PR #259, opened 2015-09-14
Update locales.Rmd

ijlyttle:
I could not get this code to work using `"tz"`, but I could using `"tzone"` - it seems half of R uses one convention and the other half the other... grrr..

I don't know whether you meant "instance" or "instants", so I made a presumptuous change.


hadley:
Thanks!

Issue #250, opened 2015-09-11
set column types by regex?


kcandrews:
My data has hundreds of columns, many of them having the same form, such that a regular expression might be used to select all the columns whose header matches with a particular form and assign them the same column type. I couldn't find any examples of this case. Is this possible now, or would you be willing to add this feature?

dewittpe:
I was wondering the same and I created a function `select_cols` for doing this.  A working example is in [this gist](https://gist.github.com/dewittpe/bcc78fd45b3d4887deb5).

I'd be happy to see this type of function as part of the `readr` package too.  Time to fork and work on the feature.

dewittpe:
While developing this feature, have found two warning messages occurring.  A parsing warning that fewer columns have been read in than in the data source, and that the `col_euro_double()` has been deprecated.  The latter warning is of concern because, in the example below, no explicit call to `col_euro_double()` is made.  (I think it is coming from the call to `col_euro_double()` from within `col_types_standardise()`.

    library(devtools) 
    load_all("~/readr")  # the select-col-by-regex branch of dewittpe/reader

    # Example data 
    input_data <- 
    '"","sid","sex","age","group","proc1","proc2","proc3","proc4","proc5","proc6","proc7","proc8","proc9","proc10","proc11","proc12","procdos1","procdos2","procdos3","procdos4","procdos5","procdos6","procdos7","procdos8","procdos9","procdos10","procdos11","procdos12"
    "1",1,"F",8,"C",763.83,441.6,400.08,708.04,138.69,623.44,700.68,663.61,648.04,421.05,913.26,233.6,4,0,5,14,2,33,7,1,36,28,2,3
    "2",2,"F",13,"A",829.94,492.19,412.07,984.53,226.43,242.11,100.22,295.44,853.11,469.57,643.12,172.24,9,18,5,14,10,14,8,0,10,7,12,9
    "3",3,"M",17,"C",449.29,133.69,458.63,783.58,294.74,423.12,287.71,294.91,776.36,616.12,668.35,517.66,5,7,2,22,30,35,0,7,39,2,15,6
    "4",4,"F",5,"C",716.65,976.18,806.22,609.83,531.45,681.06,939.72,450.05,507.45,630.7,943.64,801.42,12,18,7,28,11,0,38,10,9,16,8,8
[...]

PR #261, opened 2015-09-15
Select cols by regex

dewittpe:
This pull request offers a solution to hadley/readr#250.  The added code allows the user to read in a subset of columns using `readr::read_*` and a new function `col_regex_type()`.  Extended documentation and examples have been included.

This feature is helpful for those with wide data sets and need only to read in a subset of the columns.  Could be preferable to reading in all the data, possibly with less than desirable modes, and then using `dplyr::select() %>% dplyr::mutate()` to par down and convert the data modes.

The suggested feature's coding may need improvement.  By creating a `list` object with an expected attribute, this feature was easy to add to the code base.  However, there may be a better solution that would fit into the overall design of `readr`.  I'm happy to redesign and improve the feature.


hadley:
I'd like to think about this a bit more before settling on a concrete implementation. It seems like it might be nice to be able to use the helpers from `select()` like `starts_with()`, `ends_with()` etc.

==============================

**Your objective**
The full listing above should be repeated without omission.

**Exercise response**
PR #259, opened 2015-09-14
Update locales.Rmd

ijlyttle:
I could not get this code to work using `"tz"`, but I could using `"tzone"` - it seems half of R uses one convention and the other half the other... grrr..

I don't know whether you meant "instance" or "instants", so I made a presumptuous change.


hadley:
Thanks!

Issue #250, opened 2015-09-11
set column types by regex?


kcandrews:
My data has hundreds of columns, many of them having the same form, such that a regular expression might be used to select all the columns whose header matches with a particular form and assign them the same column type. I couldn't find any examples of this case. Is this possible now, or would you be willing to add this feature?

dewittpe:
I was wondering the same and I created a function `select_cols` for doing this.  A working example is in [this gist](https://gist.github.com/dewittpe/bcc78fd45b3d4887deb5).

I'd be happy to see this type of function as part of the `readr` package too.  Time to fork and work on the feature.

dewittpe:
While developing this feature, have found two warning messages occurring.  A parsing warning that fewer columns have been read in than in the data source, and that the `col_euro_double()` has been deprecated.  The latter warning is of concern because, in the example below, no explicit call to `col_euro_double()` is made.  (I think it is coming from the call to `col_euro_double()` from within `col_types_standardise()`.

    library(devtools) 
    load_all("~/readr")  # the select-col-by-regex branch of dewittpe/reader

    # Example data 
    input_data <- 
    '"","sid","sex","age","group","proc1","proc2","proc3","proc4","proc5","proc6","proc7","proc8","proc9","proc10","proc11","proc12","procdos1","procdos2","procdos3","procdos4","procdos5","procdos6","procdos7","procdos8","procdos9","procdos10","procdos11","procdos12"
    "1",1,"F",8,"C",763.83,441.6,400.08,708.04,138.69,623.44,700.68,663.61,648.04,421.05,913.26,233.6,4,0,5,14,2,33,7,1,36,28,2,3
    "2",2,"F",13,"A",829.94,492.19,412.07,984.53,226.43,242.11,100.22,295.44,853.11,469.57,643.12,172.24,9,18,5,14,10,14,8,0,10,7,12,9
    "3",3,"M",17,"C",449.29,133.69,458.63,783.58,294.74,423.12,287.71,294.91,776.36,616.12,668.35,517.66,5,7,2,22,30,35,0,7,39,2,15,6
    "4",4,"F",5,"C",716.65,976.18,806.22,609.83,531.45,681.06,939.72,450.05,507.45,630.7,943.64,801.42,12,18,7,28,11,0,38,10,9,16,8,8
[...]

PR #261, opened 2015-09-15
Select cols by regex

dewittpe:
This pull request offers a solution to hadley/readr#250.  The added code allows the user to read in a subset of columns using `readr::read_*` and a new function `col_regex_type()`.  Extended documentation and examples have been included.

This feature is helpful for those with wide data sets and need only to read in a subset of the columns.  Could be preferable to reading in all the data, possibly with less than desirable modes, and then using `dplyr::select() %>% dplyr::mutate()` to par down and convert the data modes.

The suggested feature's coding may need improvement.  By creating a `list` object with an expected attribute, this feature was easy to add to the code base.  However, there may be a better solution that would fit into the overall design of `readr`.  I'm happy to redesign and improve the feature.


hadley:
I'd like to think about this a bit more before settling on a concrete implementation. It seems like it might be nice to be able to use the helpers from `select()` like `starts_with()`, `ends_with()` etc.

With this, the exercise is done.